Quote, word for word, every line starting at the line that contains "I think it won't" and ending with the last line of the records; include both of these lines and no others.

## Input data:
········

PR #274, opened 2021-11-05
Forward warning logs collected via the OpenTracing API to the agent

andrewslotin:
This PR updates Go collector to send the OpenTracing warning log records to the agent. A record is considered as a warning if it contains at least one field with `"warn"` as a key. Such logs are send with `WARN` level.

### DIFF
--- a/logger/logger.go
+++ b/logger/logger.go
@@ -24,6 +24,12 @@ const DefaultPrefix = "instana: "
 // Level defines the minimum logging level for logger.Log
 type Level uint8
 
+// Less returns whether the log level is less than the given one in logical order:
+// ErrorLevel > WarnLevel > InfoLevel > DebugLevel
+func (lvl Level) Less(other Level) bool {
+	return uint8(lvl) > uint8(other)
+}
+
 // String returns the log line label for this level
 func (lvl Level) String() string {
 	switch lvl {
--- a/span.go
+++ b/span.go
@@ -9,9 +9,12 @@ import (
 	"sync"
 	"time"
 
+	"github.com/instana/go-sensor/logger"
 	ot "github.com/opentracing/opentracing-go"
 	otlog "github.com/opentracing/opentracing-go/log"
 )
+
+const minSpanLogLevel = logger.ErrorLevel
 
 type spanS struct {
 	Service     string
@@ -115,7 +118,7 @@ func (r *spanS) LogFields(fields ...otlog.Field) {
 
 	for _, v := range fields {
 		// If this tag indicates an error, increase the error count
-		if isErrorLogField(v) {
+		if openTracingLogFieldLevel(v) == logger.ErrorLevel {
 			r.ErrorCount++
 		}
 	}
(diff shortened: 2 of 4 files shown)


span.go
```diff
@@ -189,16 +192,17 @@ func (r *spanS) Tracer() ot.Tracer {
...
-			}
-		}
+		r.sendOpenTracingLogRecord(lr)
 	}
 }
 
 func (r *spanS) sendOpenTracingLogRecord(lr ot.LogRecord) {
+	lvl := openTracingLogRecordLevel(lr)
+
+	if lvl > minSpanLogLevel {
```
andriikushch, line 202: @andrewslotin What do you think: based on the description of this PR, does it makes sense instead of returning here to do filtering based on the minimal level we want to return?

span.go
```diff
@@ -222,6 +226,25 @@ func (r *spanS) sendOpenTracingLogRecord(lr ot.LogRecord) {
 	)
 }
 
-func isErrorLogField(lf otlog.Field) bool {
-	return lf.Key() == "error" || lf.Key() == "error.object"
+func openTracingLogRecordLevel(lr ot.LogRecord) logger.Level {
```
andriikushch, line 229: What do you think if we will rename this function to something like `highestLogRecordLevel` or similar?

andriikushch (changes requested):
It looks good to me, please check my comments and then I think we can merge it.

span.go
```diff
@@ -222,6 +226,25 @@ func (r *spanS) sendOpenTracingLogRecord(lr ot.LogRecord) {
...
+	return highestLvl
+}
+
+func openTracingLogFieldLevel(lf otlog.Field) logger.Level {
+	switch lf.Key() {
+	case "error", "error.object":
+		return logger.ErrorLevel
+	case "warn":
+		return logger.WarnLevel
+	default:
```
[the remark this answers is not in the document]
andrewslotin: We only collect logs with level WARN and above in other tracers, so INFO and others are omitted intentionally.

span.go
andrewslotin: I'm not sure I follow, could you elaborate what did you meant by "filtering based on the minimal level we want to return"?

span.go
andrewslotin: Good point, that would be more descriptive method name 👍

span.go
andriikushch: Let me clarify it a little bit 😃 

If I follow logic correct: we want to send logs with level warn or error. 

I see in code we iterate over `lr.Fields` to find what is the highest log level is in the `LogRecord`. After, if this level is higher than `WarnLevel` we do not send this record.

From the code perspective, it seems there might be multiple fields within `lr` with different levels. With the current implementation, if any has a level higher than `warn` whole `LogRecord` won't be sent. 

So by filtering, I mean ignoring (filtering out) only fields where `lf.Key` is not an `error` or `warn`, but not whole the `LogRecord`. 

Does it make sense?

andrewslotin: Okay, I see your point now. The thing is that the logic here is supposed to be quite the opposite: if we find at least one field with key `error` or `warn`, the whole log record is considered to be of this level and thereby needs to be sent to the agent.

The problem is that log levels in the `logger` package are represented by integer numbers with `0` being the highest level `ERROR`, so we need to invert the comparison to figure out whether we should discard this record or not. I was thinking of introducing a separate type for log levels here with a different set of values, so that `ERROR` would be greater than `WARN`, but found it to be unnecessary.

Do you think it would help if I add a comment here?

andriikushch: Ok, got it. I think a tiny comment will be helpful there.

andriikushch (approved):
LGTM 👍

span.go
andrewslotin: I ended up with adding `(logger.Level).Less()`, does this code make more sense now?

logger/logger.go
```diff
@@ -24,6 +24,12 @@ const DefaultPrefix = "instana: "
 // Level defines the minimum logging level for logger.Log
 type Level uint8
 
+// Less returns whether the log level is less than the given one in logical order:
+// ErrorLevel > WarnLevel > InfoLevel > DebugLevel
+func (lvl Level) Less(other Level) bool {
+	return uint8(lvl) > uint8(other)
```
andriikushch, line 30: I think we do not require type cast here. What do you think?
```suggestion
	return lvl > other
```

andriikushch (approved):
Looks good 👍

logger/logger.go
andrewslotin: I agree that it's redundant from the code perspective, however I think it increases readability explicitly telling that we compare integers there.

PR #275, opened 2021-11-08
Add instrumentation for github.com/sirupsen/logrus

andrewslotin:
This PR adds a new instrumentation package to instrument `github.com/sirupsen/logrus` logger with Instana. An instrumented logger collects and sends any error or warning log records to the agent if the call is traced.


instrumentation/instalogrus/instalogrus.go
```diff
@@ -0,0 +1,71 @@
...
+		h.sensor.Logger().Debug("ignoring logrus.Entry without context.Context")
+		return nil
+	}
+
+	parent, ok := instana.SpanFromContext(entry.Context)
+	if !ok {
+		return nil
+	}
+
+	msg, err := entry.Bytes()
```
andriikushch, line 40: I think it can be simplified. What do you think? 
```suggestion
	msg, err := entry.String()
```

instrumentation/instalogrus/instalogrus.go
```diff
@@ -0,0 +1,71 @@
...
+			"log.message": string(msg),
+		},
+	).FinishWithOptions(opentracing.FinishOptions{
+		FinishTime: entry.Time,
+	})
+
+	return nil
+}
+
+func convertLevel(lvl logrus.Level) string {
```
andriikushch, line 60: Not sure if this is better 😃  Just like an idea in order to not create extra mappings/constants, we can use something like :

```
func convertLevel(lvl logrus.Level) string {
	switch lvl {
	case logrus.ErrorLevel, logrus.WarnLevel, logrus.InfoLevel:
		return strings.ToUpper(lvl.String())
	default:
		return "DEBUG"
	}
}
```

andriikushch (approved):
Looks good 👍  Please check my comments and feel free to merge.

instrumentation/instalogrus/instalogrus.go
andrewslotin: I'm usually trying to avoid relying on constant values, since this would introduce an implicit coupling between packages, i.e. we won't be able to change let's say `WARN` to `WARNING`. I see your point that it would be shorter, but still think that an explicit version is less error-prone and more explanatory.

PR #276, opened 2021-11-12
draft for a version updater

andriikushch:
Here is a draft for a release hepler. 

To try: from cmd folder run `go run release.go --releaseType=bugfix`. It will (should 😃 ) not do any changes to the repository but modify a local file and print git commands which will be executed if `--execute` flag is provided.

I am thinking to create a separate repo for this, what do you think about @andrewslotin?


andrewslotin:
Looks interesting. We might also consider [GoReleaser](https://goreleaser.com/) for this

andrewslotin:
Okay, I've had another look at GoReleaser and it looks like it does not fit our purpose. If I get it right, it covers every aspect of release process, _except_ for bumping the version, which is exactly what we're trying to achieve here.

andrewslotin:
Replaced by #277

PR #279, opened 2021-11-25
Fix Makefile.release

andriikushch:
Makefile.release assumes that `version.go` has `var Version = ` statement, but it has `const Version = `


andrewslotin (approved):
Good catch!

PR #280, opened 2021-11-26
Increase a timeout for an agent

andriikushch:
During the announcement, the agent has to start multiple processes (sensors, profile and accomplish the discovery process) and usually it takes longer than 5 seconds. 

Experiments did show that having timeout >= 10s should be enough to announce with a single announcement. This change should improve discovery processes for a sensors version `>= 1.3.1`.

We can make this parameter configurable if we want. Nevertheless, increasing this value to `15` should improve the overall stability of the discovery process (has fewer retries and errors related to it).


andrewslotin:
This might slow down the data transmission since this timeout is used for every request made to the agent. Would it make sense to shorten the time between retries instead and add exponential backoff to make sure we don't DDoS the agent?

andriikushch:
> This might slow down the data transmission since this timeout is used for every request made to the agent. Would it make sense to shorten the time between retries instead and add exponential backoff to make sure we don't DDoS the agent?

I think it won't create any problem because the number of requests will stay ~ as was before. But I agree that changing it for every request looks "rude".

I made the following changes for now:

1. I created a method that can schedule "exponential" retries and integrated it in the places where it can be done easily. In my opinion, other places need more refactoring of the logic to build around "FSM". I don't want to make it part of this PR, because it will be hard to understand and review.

········

## Finished task:
I think it won't create any problem because the number of requests will stay ~ as was before. But I agree that changing it for every request looks "rude".

I made the following changes for now:

1. I created a method that can schedule "exponential" retries and integrated it in the places where it can be done easily. In my opinion, other places need more refactoring of the logic to build around "FSM". I don't want to make it part of this PR, because it will be hard to understand and review.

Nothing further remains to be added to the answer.